### Task data
PR #1047, opened 2022-03-06
update jotai to v1.6.0  and correct example to make it work fine

tsingson:
update example to make its work correct.

### DIFF
--- a/examples/hacker_news/src/App.tsx
+++ b/examples/hacker_news/src/App.tsx
@@ -2,29 +2,33 @@ import { Suspense } from 'react'
 import { a, useSpring } from '@react-spring/web'
 import Parser from 'html-react-parser'
 import { Provider, atom, useAtom, useSetAtom } from 'jotai'
+import { atomWithQuery } from 'jotai/query'
 
-type PostData = {
-  by: string
-  descendants?: number
-  id: number
-  kids?: number[]
-  parent: number
-  score?: number
-  text?: string
-  time: number
-  title?: string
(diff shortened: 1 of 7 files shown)


examples/hacker_news/src/App.tsx
```diff
@@ -2,29 +2,33 @@ import { Suspense } from 'react'
 import { a, useSpring } from '@react-spring/web'
 import Parser from 'html-react-parser'
 import { Provider, atom, useAtom, useSetAtom } from 'jotai'
+import { atomWithQuery } from 'jotai/query'
```
dai-shi, line 5: We don't want to change this example with RQ. If you need such a example, please create a new one.

dai-shi (changes requested):
Thanks for working on this. A quick first review.

dai-shi:
> to make its work correct.

what was the incorrect example, previously?

TwistedMinda:
@tsingson Hey tsingson, do you think you will be able to complete this? 

I can take care of updating to last version & fixing the problem, but do you remember what was not working in the first place?

The [Example CodeSandBox](https://codesandbox.io/s/github/pmndrs/jotai/tree/main/examples/hacker_news?file=/src/App.tsx) seems to be working just fine

TwistedMinda:
@dai-shi I guess we can close it and we'll rework examples if there is a bug found or we make a major update. Correct me if I'm wrong.
Most important is that the example is working fine.

OP can still comment here if he has an issue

### Exercise brief
Find the lines in the entries above where "what" occurs, and copy each of them.

### Problem solution
what was the incorrect example, previously?
I can take care of updating to last version & fixing the problem, but do you remember what was not working in the first place?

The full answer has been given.